Creating auto-incrementing (sequential) identifiers

I realized it’s still hard to find a working approach for how to create a column of auto-incrementing numbers using a formula. Here’s a solution that works, for reference, with each new year starting at 1 and auto-incrementing:

In this example, Year-Seq is filled to the next unused number for the current year.

  • If you clear the Year, then Year-Seq is cleared too.
  • If you change Year, then Year-Seq is reset to the next unused number for the new year.
  • Category isn’t used for generating numbers, and only used to show how to create an identifier using multiple fields.

It intentionally shows the numbers out of order to illustrate how the next generated number will be the correct one regardless of the order shown.

The magic is in the Trigger Formula for Year-Seq column.
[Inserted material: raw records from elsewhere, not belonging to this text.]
PR #16827, opened 2020-07-16
[new release] clangml.4.2.0, refl 0.2.1, clangml-transforms 0.26

thierry-martinez:
This PR provides a new clangml release, and an update for its dependency refl and its rev-dependency clangml-transforms.

- Support for Clang/LLVM 10.0.1

- Support for all C/C++ Clang attributes (including `_Alignas` (C) and `alignas` (C++) attributes, that have been requested by Damien Rouhling).  See the auto-generated `bootstrap/attributes.ml`.

- class base specifiers now expose a full `qual_type` instead of a mere `ident` string.

- `ident_ref` now carries a `template_arguments` parameter.

- `function_decl` now exposes `inline_specified` and `inlined` fields.

- `function_type` now exposes `ref_qualifier` field.

- `TypeLoc` are used broaderly to compute `qual_type`: in particular, parameters in function types have now correct names.  The type `type_loc` and the functions `Clang.Decl.get_type_loc` and `Clang.Parameter.get_type_loc` are kept for compatibility, but `qual_type` should contain all the informations.

- `Clang.Lazy` exposes a lazy AST, that is to say that each `desc` field is a lazy value that is computed on demand. This is useful to explore large ASTs efficiently (note that Clang parsing itself can still be slow; the lazy part only concerns the conversion into the `Clang.Lazy.Ast` datatypes). Modules `Clang.Ast`, `Clang.Expr`, `Clang.Stmt`, `Clang.Type`, ..., have their lazy counter-parts: `Clang.Lazy.Ast`, `Clang.Lazy.Expr`, `Clang.Lazy.Stmt`, `Clang.Lazy.Type`, etc.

It’s type is “Integer”. It’s trigger formula is:

if not $Year:
  return None
records = Table1.lookupRecords(Year=$Year)
PEEK(MAX(r.Year_Seq for r in records if r.id != $id)) + 1

And it’s set to trigger for new records and for changes to Year.

This should work for any kind of auto-incrementing with grouping (in this case by year, but could be anything). If you want it without grouping, you can replace Table1.lookupRecords(Year=$Year) with Table1.lookupRecords() without arguments; but for such cases, just using the existing $id is often sufficient – the built-in $id column is a unique numeric identifier that every Grist row has, and it’s simply an auto-incrementing integer.

This trigger formula uses a couple of tricks:

  • Checking if Year is set allows it to clear the number when the year is cleared.
  • lookupRecords is the usual lookup, and it does not use order_by="Year_Seq". Ordering seems appropriate, but it couldn’t work because the result goes into the Year_Seq column, creating a circular reference. Also do NOT try to fix that by putting PEEK() around a lookup: this will break dependency tracking until you reload the data engine for your document.
  • It is, however, OK to put PEEK() around the result of the lookup. Why it’s needed… I have trouble explaining too :slight_smile: It has to do with making it work when you add multiple rows at once, e.g. via pasting.
  • The last line takes the max of Year_Seq of all the other records for the year (except the current one). Then it adds 1 to produce the new value.

This is the most reliable solution I’ve found for generating sequential ids within a group.